Unsere Erfahrungen damit sind durchschnittlich gut, wir hatten einige Ausfälle, danach war der Zwischenkreis hin, und es kam immer der Fehler Überspannung im Mastermodul, die Zwischenkreisspannung stieg immer höher und dann stieg der Regler bzw. die Leistungs-Stufe aus. 

Unser Schaltschrank hat aber keine Drosseln und ich vermute dass es sich um eine Spannungs-Spitze in der Hauptversorgung handelt, da das gesamte Elektronetz der Firma abgeschaltet und wieder eingeschaltet wurde und die Anlage nicht heruntergefahren worden war.

Wer kennt sich mit der korrekten elekrischen Verschaltung aus, welche Zusatzkomponenten werden im Schaltschrank ausser den Reglern noch benötigt?

Ist es ein Problem wenn man die Klemme auf der die drei Haupthhasen (380V) aufgeklemmt sind, einfach so abzieht und wieder aufsteckt, während die Motoren Enabled und in der Reglung sind?
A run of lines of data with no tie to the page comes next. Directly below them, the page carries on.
PR #127, opened 2017-04-28
Rename Pause to Delayed

kelunik:
Pause doesn't cover the delayed value use case.

### DIFF
--- a/examples/streams/backpressure.php
+++ b/examples/streams/backpressure.php
@@ -4,9 +4,9 @@
 require __DIR__ . '/../../vendor/autoload.php';
 
 use Amp\Coroutine;
+use Amp\Delayed;
 use Amp\Emitter;
 use Amp\Loop;
-use Amp\Pause;
 
 Loop::run(function () {
     try {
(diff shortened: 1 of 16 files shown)


kelunik:
@bwoebi @trowski Opinions?

bwoebi:
Not really. I consider it a pretty unnecessary rename: `delay continuing execution for X seconds, then return a value` vs `pause for X seconds, then return a value`.
I see no benefit of renaming, except a little bit potential confusion.

kelunik:
@bwoebi It doesn't really pause execution, it's a promise like everything else. And if it's a pause, it shouldn't have a value IMO.

bwoebi:
It's a pause within the synchronous context of a coroutine/promise.
Not sure how Pause/Delay are related to the value?

kelunik:
[That's how the value is related.](https://github.com/amphp/amp/blob/cc32620f5c256c35cd86c27b560476f5ef2b2303/lib/Pause.php#L16). Note that the suggestion is `Delayed`, not `Delay`. `Delay` would be no difference to `Pause`.

trowski:
`Delayed` makes more sense outside of a coroutine and has a nice duality with `Loop::delay()`. `Pause` always felt weird… pause what?

bwoebi:
I was reading `Delay` in my mind … well, Delayed is fine.

PR #133, opened 2017-05-19
Allow setting the loop driver via the env

kelunik:
See http://chat.stackoverflow.com/transcript/message/37192009#37192009.


bwoebi:
I'm going to merge that for now, we always can add a shortcut option later.

PR #136, opened 2017-05-21
Implement IteratorTransform to allow fluent transformation

### LINKED ISSUE #109: Enable fluent interface for streams
The stream functions suffer from the same problems as PHP's array functions; they're awkward to chain.

```php
$output = filter(map(filter($input, $filterFn), $mapFn), $otherFilterFn);
```

This would be preferable imo:

```php
$output = $input
    ->apply(filter($filterFn))
    ->apply(map($mapFn))
    ->apply(filter($otherFilterFn));
```

Edit: Inspired by apache beam.

kelunik:
This allows chaining transformations. Closes #109.

I'm not really sure we need something like that.

/cc @joshdifabio

### DIFF
--- a/lib/IteratorTransform.php
+++ b/lib/IteratorTransform.php
@@ -1,0 +1,60 @@
+<?php
+
+namespace Amp;
+
+/**
+ * Allows consecutive transformation of an iterator.
+ */
+class IteratorTransform implements Iterator {
+    private $applied = false;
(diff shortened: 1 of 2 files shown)


kelunik:
Closing. Can be revisited later. Currently we do not see the need for this.

http://chat.stackoverflow.com/transcript/message/37230418#37230418

PR #137, opened 2017-05-23
Require minimum of 1ms per timer watcher, fixes #131

### LINKED ISSUE #131: Inconsistent repeat watchers with interval = 0
```php
$detector = new BlockDetector(..., $threshold, $interval);
$detector->start();

Loop::run(function () use ($detector) {
    Loop::repeat(0, function () {
        usleep(100 * 1000);
    });

    Loop::delay(300, function () {
        Loop::stop();
   });
});
```

Currently I have a bug that doesn't call the detector (migrated from the interop loop, worked before) with UV. With the `NativeDriver` it completely blocks and never stops.

kelunik:
UV and EV have issues with the testExecutionOrderGuarantees test now.

@bwoebi @trowski  Could anyone look into these? The `usleep(1000)` fixes it for Native and Event.

### DIFF
--- a/lib/Loop/Driver.php
+++ b/lib/Loop/Driver.php
@@ -193,7 +193,7 @@ abstract class Driver {
      * The created watcher MUST immediately be marked as enabled, but only be activated (i.e. callback can be called)
      * right before the next tick. Callbacks of watchers MUST NOT be called in the tick they were enabled.
      *
-     * @param int   $delay The amount of time, in milliseconds, to delay the execution for.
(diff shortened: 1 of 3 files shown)


bwoebi:
Uh, do we also need minimum 1ms for delay watchers? Thought only for repeat watchers?

kelunik:
Fixed via https://github.com/amphp/amp/commit/38ef4d9ffac77e4d353f3e15bacd0d7db5d6ec29.

PR #146, opened 2017-07-04
Support yielding promise => cancellation-token in coroutines

trowski:
This PR uses the `key => value` generator syntax to support yielding a cancellation token with a promise as a convenient way of providing an escape to yielding promises that slowly or never resolve.

### DIFF
--- a/lib/Coroutine.php
+++ b/lib/Coroutine.php
@@ -119,7 +119,21 @@ final class Coroutine implements Promise {
                 $promise = $this->generator->key();
 
                 if (!$promise instanceof Promise) {
-                    throw new \Error("Must yield a promise as the key when yielding a cancellation token");
+                    if (\is_array($promise)) {
+                        $promise = Promise\all($promise);
+                    } elseif ($promise instanceof ReactPromise) {
+                        $promise = Promise\adapt($promise);
+                    } else {
+                        return new Failure(new InvalidYieldError(
+                            $this->generator,
+                            \sprintf(
+                                "Key must be an instance of %s or %s or array of such instances when yielding an instance of %s",
+                                Promise::class,
+                                ReactPromise::class,
+                                CancellationToken::class
+                            )
+                        ));
+                    }
                 }
 
                 return Promise\cancellable($promise, $yielded);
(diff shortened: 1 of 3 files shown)


lib/Coroutine.php
```diff
@@ -115,6 +115,16 @@ private function transform($yielded): Promise {
                 return Promise\adapt($yielded);
             }
 
+            if ($yielded instanceof CancellationToken) {
+                $promise = $this->generator->key();
+
+                if (!$promise instanceof Promise) {
```
kelunik: This should also support `ReactPromise` here.

lib/functions.php
```diff
@@ -238,6 +239,46 @@ function adapt($promise): Promise {
...
+            }
+        }
+
+        $deferred = new Deferred;
+        $id = $token->subscribe([$deferred, "fail"]);
+
+        $promise->onResolve(function ($exception, $value) use ($id, $token, $deferred) {
+            if ($token->isRequested()) {
+                return; // Deferred has already been resolved.
+            }
```
kelunik: The code doesn't do here what the comment says.

trowski: If cancellation has already been requested, then the deferred should have already been failed in the subscribe callback. Am I missing something?

lib/Coroutine.php
trowski: Should probably support an array too, I'll refactor.

lib/functions.php
kelunik: I guess you're right, it's just a bit weird. :)

trowski:
Thoughts on this? Is this providing a convenient syntax for a common use-case or hiding too much?
```php
yield $socket->enableCrypto() => new TimeoutCancellationToken(100);
// vs.
yield \Amp\Promise\cancellable($socket->enableCrypto(), new TimeoutCancellationToken(100));
```

joshdifabio:
The short syntax is a bit weird imo. Sorry to be negative.

trowski:
@joshdifabio No reason to be sorry. @kelunik and I just came up with this idea and we're looking for feedback. The function `Amp\Promise\cancellable()` will definitely be added (not necessarily with that name), but I'm not sure about the coroutine syntax yet.

trowski:
Closing this as it seemed like an interesting approach, but overall it's unclear what's happening. I'll consider opening another PR for just the `cancellable` function.

PR #162, opened 2017-09-16
Ignore only warnings for interrupted syscalls in NativeDriver

### LINKED ISSUE #160: stream_select error suppression
Currently we suppress errors for `stream_select`, but that might also hide useful error messages like the one shown in https://github.com/ratchetphp/Ratchet/issues/300:

```
PHP Warning:  stream_select(): You MUST recompile PHP with a larger value of FD_SETSIZE.
It is set to 1024, but you have descriptors numbered at least as high as 1123.
 --enable-fd-setsize=2048 is recommended, but you may want to set it
to equal the maximum number of open files supported by your system,
in order to avoid seeing this error again at a later date.
```

Dunno whether we can do something about that without a high performance impact.

kelunik:
Fixes #160.

### DIFF
--- a/lib/Loop/NativeDriver.php
+++ b/lib/Loop/NativeDriver.php
@@ -144,7 +144,13 @@ class NativeDriver extends Driver {
 
             // Error reporting suppressed since stream_select() emits an E_WARNING if it is interrupted by a signal.
             if (!@\stream_select($read, $write, $except, $seconds, $microseconds)) {
-                return;
+                $error = error_get_last();
+
+                if (\strpos($error["message"], "Interrupted system call") !== false) {
+                    return;
+                }
+
+                $this->error(new \Exception("stream_select() failed: " . $error["message"]));
             }
 
             foreach ($read as $stream) {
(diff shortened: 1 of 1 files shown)


lib/Loop/NativeDriver.php
```diff
@@ -144,7 +144,13 @@ private function selectStreams(array $read, array $write, $timeout) {
...
             // Error reporting suppressed since stream_select() emits an E_WARNING if it is interrupted by a signal.
             if (!@\stream_select($read, $write, $except, $seconds, $microseconds)) {
-                return;
+                $error = error_get_last();
+
+                if (\strpos($error["message"], "Interrupted system call") !== false) {
+                    return;
+                }
+
+                $this->error(new \Exception("stream_select() failed: " . $error));
```
jsor: Array to string conversion for `$error` here.

kelunik: Good catch!

kelunik:
Manually merged via a2477575355d1871779974c9e5902b70955071fb.

PR #164, opened 2017-09-18
Change getProtocol => getProtocolVersion

sedatsevgili:
In current("^3.0") amphp/artax version, there is no getProtocol method, instead of getProtocolVersion method exists in artax response. If you try, you will see kind of this error: 

"Error: Call to undefined method class@anonymous::getProtocol() in foobar.php on line xxx"


kelunik:
Thanks!

sedatsevgili:
@kelunik you're welcome!

PR #166, opened 2017-09-20
added example how to treat exceptions

umbri:
I think this must be somewhere in docs not in examples.

### DIFF
--- a/CHANGELOG.md
+++ b/CHANGELOG.md
@@ -1,3 +1,12 @@
+### 2.0.2
+
+ - Fixed warnings and timers in `EventDriver`.
+ - Does no longer hide warnings from `stream_select`.
+
+### 2.0.1
+
+ - Fixed an issue where the loop blocks even though all watchers are unreferenced.
+
 2.0.0
 -----
 


examples/exceptions/exception.php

Ich werde den Defekten AX2500-Master einfach austauschen und ein Ersatzgerät bestellen, bevor ich lange herumprobiere- das dauert auch viel zu lange, denn mit Maschine muss wieder "in Produktion"...

Mit freundlichen Grüßen,

B. M.


----------



## trinitaucher (3 Dezember 2007)

Burkhard schrieb:


> ...Ist es ein Problem wenn man die Klemme auf der die drei Haupthhasen (380V) aufgeklemmt sind, einfach so abzieht und wieder aufsteckt, während die Motoren Enabled und in der Reglung sind?...


 
Ist das etwa ernst gemeint?


----------



## Burkhard (3 Dezember 2007)

Ich hab nochmal überlegt und zwar habe ich diesen Stecker erst abgezogen als die Regler allesamt rot blinkten, also im Fehlerzustand waren. Sie waren alle wegen dem Fehler "Ballastleistung Überspannnung/ Überspannung" ausgestiegen.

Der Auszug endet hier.